__Activity__:
Whatever appears in the entries must be given again exactly.

(Extracted data entries)
··········

PR #2868, opened 2021-11-03
Bug 2019415: Cluster installation stages missing from cluster event logs

arielireni:
# Assisted Pull Request

## Description

Cluster event logs are missing in cluster installation events. I.E. stage Starting installation.

Added `cluster_id` as a property to any event that is related to the cluster in order to solve this.

Signed-off-by: arielireni <aireni@redhat.com>

- [ ] New Feature
- [ ] Bug fix
- [ ] Tests
- [ ] Documentation
- [ ] CI/CD 

- [ ] Cloud
- [x] None

## How was this code tested?

- [ ] dev-scripts environment
- [x] No tests needed

## Assignees

/cc @
/cc @

## Checklist

## Reviewers Checklist

### DIFF
--- a/docs/events.yaml
+++ b/docs/events.yaml
@@ -660,6 +660,7 @@ x-events:
   properties:
     host_id: UUID
     infra_env_id: UUID
+    cluster_id: UUID_PTR
     message: string
 
 - name: host_install_progress_updated
@@ -669,6 +670,7 @@ x-events:
   properties:
     host_id: UUID
     infra_env_id: UUID
+    cluster_id: UUID_PTR
     host_name: string
     event: string
 
@@ -679,6 +681,7 @@ x-events:
   properties:
     host_id: UUID
     infra_env_id: UUID
+    cluster_id: UUID_PTR
     message: string
 
 - name: host_registration_failed
--- a/internal/bminventory/inventory.go
+++ b/internal/bminventory/inventory.go
@@ -4170,7 +4170,7 @@ func (b *bareMetalInventory) DisableHost(ctx context.Context, params installer.D
 		return common.GenerateErrorResponderWithDefault(err, http.StatusConflict)
 	}
 
-	c, err := b.refreshHostAndClusterStatuses(ctx, "disable host", &params.HostID, &params.ClusterID, tx)
+	c, err := b.refreshHostAndClusterStatuses(ctx, "disable host", host, &params.ClusterID, tx)
 	if err != nil {
 		return common.GenerateErrorResponder(err)
 	}
@@ -4231,7 +4231,7 @@ func (b *bareMetalInventory) EnableHost(ctx context.Context, params installer.En
 		return common.GenerateErrorResponderWithDefault(err, http.StatusConflict)
 	}
 
-	c, err := b.refreshHostAndClusterStatuses(ctx, "enable host", &params.HostID, &params.ClusterID, tx)
+	c, err := b.refreshHostAndClusterStatuses(ctx, "enable host", host, &params.ClusterID, tx)
 	if err != nil {
 		return common.GenerateErrorResponder(err)
 	}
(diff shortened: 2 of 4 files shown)


docs/events.yaml
```diff
@@ -658,6 +658,7 @@ x-events:
   event_type: host
   severity: "error"
   properties:
+    cluster_id: UUID_PTR
```
masayag, line 661: why UUID_PTR and not just UUID ? 
The result will be the same, but according to the calling methods, we pass one cluster-id as a reference (clusterID), and one as its value (*clusterID):

```
eventgen.SendRefreshHostOrClusterStatusesFailedEvent(ctx, b.eventsHandler, clusterID, *hostID, *clusterID, err.Error())
```
unless there is a future plan to replace the first clusterID param with infraEnvID

internal/bminventory/inventory.go
```diff
@@ -4263,13 +4263,21 @@ func (b *bareMetalInventory) refreshHostAndClusterStatuses(
 
 	var err error
 
+	infraEnv, err := common.GetInfraEnvFromDB(b.db, *clusterID)
```
arielireni: done

docs/events.yaml
arielireni: replaced clusterID with infraEnvID

internal/bminventory/inventory.go
masayag, line 4266: I don't think we should re-fetch it from the DB.
Pls have a look at the caller of `refreshHostAndClusterStatuses` and see that in both cases the host was already retrieved from the DB, therefore I'd suggest to change the signature of this function to accept the entire host struct and use the value of the infraenv-id from it.

internal/bminventory/inventory.go
```diff
@@ -4789,7 +4792,7 @@ func (b *bareMetalInventory) UpdateHostInstallProgress(ctx context.Context, para
 		}
 
 		log.Info(fmt.Sprintf("Host %s in cluster %s: %s", host.ID, host.ClusterID, event))
-		eventgen.SendHostInstallProgressUpdatedEvent(ctx, b.eventsHandler, *host.ID, *host.ClusterID, hostutil.GetHostnameForMsg(&host.Host), event)
+		eventgen.SendHostInstallProgressUpdatedEvent(ctx, b.eventsHandler, host.ClusterID, *host.ID, *host.ClusterID, hostutil.GetHostnameForMsg(&host.Host), event)
```
masayag, line 4795: looks we can replace the clusterID with infraenvid here as well

docs/events.yaml
masayag: General comment about the uniformity of the events, for host-event it will be more acceptable to have the mandatory parameters first.
meaning, the first two params should be host-id and infraenv-id, later-on the cluster-id (when needed) and then the rest of the params. WDYT ?

internal/bminventory/inventory.go
```diff
@@ -4255,12 +4255,15 @@ func (b *bareMetalInventory) EnableHost(ctx context.Context, params installer.En
...
 	eventName string,
-	hostID *strfmt.UUID,
+	host *common.Host,
 	clusterID *strfmt.UUID,
 	db *gorm.DB) (*common.Cluster, error) {
 
 	logger := logutil.FromContext(ctx, b.log)
 
+	hostID := host.ID
+	infraEnvID := host.InfraEnvID
```
masayag, line 4265: don't have that strong opinion about it, but instead of defining of a variable only for the sake of the defer, this can be set as a parameter to the defer function, then it will be relevant in the context in which it is relevant.

internal/bminventory/inventory.go
arielireni: done

internal/bminventory/inventory.go
arielireni: done

docs/events.yaml
arielireni: changed for the events related to this PR, I will create a separate PR for changing the other host-type events

nmagnezi: Agreed. Please file a Jira ticket for this. Otherwise, PR looks good.

arielireni: https://issues.redhat.com/browse/MGMT-8188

··········

__Task answer__:
PR #2868, opened 2021-11-03
Bug 2019415: Cluster installation stages missing from cluster event logs

arielireni:
# Assisted Pull Request

## Description

Cluster event logs are missing in cluster installation events. I.E. stage Starting installation.

Added `cluster_id` as a property to any event that is related to the cluster in order to solve this.

Signed-off-by: arielireni <aireni@redhat.com>

- [ ] New Feature
- [ ] Bug fix
- [ ] Tests
- [ ] Documentation
- [ ] CI/CD 

- [ ] Cloud
- [x] None

## How was this code tested?

- [ ] dev-scripts environment
- [x] No tests needed

## Assignees

/cc @
/cc @

## Checklist

## Reviewers Checklist

### DIFF
--- a/docs/events.yaml
+++ b/docs/events.yaml
@@ -660,6 +660,7 @@ x-events:
   properties:
     host_id: UUID
     infra_env_id: UUID
+    cluster_id: UUID_PTR
     message: string
 
 - name: host_install_progress_updated
@@ -669,6 +670,7 @@ x-events:
   properties:
     host_id: UUID
     infra_env_id: UUID
+    cluster_id: UUID_PTR
     host_name: string
     event: string
 
@@ -679,6 +681,7 @@ x-events:
   properties:
     host_id: UUID
     infra_env_id: UUID
+    cluster_id: UUID_PTR
     message: string
 
 - name: host_registration_failed
--- a/internal/bminventory/inventory.go
+++ b/internal/bminventory/inventory.go
@@ -4170,7 +4170,7 @@ func (b *bareMetalInventory) DisableHost(ctx context.Context, params installer.D
 		return common.GenerateErrorResponderWithDefault(err, http.StatusConflict)
 	}
 
-	c, err := b.refreshHostAndClusterStatuses(ctx, "disable host", &params.HostID, &params.ClusterID, tx)
+	c, err := b.refreshHostAndClusterStatuses(ctx, "disable host", host, &params.ClusterID, tx)
 	if err != nil {
 		return common.GenerateErrorResponder(err)
 	}
@@ -4231,7 +4231,7 @@ func (b *bareMetalInventory) EnableHost(ctx context.Context, params installer.En
 		return common.GenerateErrorResponderWithDefault(err, http.StatusConflict)
 	}
 
-	c, err := b.refreshHostAndClusterStatuses(ctx, "enable host", &params.HostID, &params.ClusterID, tx)
+	c, err := b.refreshHostAndClusterStatuses(ctx, "enable host", host, &params.ClusterID, tx)
 	if err != nil {
 		return common.GenerateErrorResponder(err)
 	}
(diff shortened: 2 of 4 files shown)


docs/events.yaml
```diff
@@ -658,6 +658,7 @@ x-events:
   event_type: host
   severity: "error"
   properties:
+    cluster_id: UUID_PTR
```
masayag, line 661: why UUID_PTR and not just UUID ? 
The result will be the same, but according to the calling methods, we pass one cluster-id as a reference (clusterID), and one as its value (*clusterID):

```
eventgen.SendRefreshHostOrClusterStatusesFailedEvent(ctx, b.eventsHandler, clusterID, *hostID, *clusterID, err.Error())
```
unless there is a future plan to replace the first clusterID param with infraEnvID

internal/bminventory/inventory.go
```diff
@@ -4263,13 +4263,21 @@ func (b *bareMetalInventory) refreshHostAndClusterStatuses(
 
 	var err error
 
+	infraEnv, err := common.GetInfraEnvFromDB(b.db, *clusterID)
```
arielireni: done

docs/events.yaml
arielireni: replaced clusterID with infraEnvID

internal/bminventory/inventory.go
masayag, line 4266: I don't think we should re-fetch it from the DB.
Pls have a look at the caller of `refreshHostAndClusterStatuses` and see that in both cases the host was already retrieved from the DB, therefore I'd suggest to change the signature of this function to accept the entire host struct and use the value of the infraenv-id from it.

internal/bminventory/inventory.go
```diff
@@ -4789,7 +4792,7 @@ func (b *bareMetalInventory) UpdateHostInstallProgress(ctx context.Context, para
 		}
 
 		log.Info(fmt.Sprintf("Host %s in cluster %s: %s", host.ID, host.ClusterID, event))
-		eventgen.SendHostInstallProgressUpdatedEvent(ctx, b.eventsHandler, *host.ID, *host.ClusterID, hostutil.GetHostnameForMsg(&host.Host), event)
+		eventgen.SendHostInstallProgressUpdatedEvent(ctx, b.eventsHandler, host.ClusterID, *host.ID, *host.ClusterID, hostutil.GetHostnameForMsg(&host.Host), event)
```
masayag, line 4795: looks we can replace the clusterID with infraenvid here as well

docs/events.yaml
masayag: General comment about the uniformity of the events, for host-event it will be more acceptable to have the mandatory parameters first.
meaning, the first two params should be host-id and infraenv-id, later-on the cluster-id (when needed) and then the rest of the params. WDYT ?

internal/bminventory/inventory.go
```diff
@@ -4255,12 +4255,15 @@ func (b *bareMetalInventory) EnableHost(ctx context.Context, params installer.En
...
 	eventName string,
-	hostID *strfmt.UUID,
+	host *common.Host,
 	clusterID *strfmt.UUID,
 	db *gorm.DB) (*common.Cluster, error) {
 
 	logger := logutil.FromContext(ctx, b.log)
 
+	hostID := host.ID
+	infraEnvID := host.InfraEnvID
```
masayag, line 4265: don't have that strong opinion about it, but instead of defining of a variable only for the sake of the defer, this can be set as a parameter to the defer function, then it will be relevant in the context in which it is relevant.

internal/bminventory/inventory.go
arielireni: done

internal/bminventory/inventory.go
arielireni: done

docs/events.yaml
arielireni: changed for the events related to this PR, I will create a separate PR for changing the other host-type events

nmagnezi: Agreed. Please file a Jira ticket for this. Otherwise, PR looks good.

arielireni: https://issues.redhat.com/browse/MGMT-8188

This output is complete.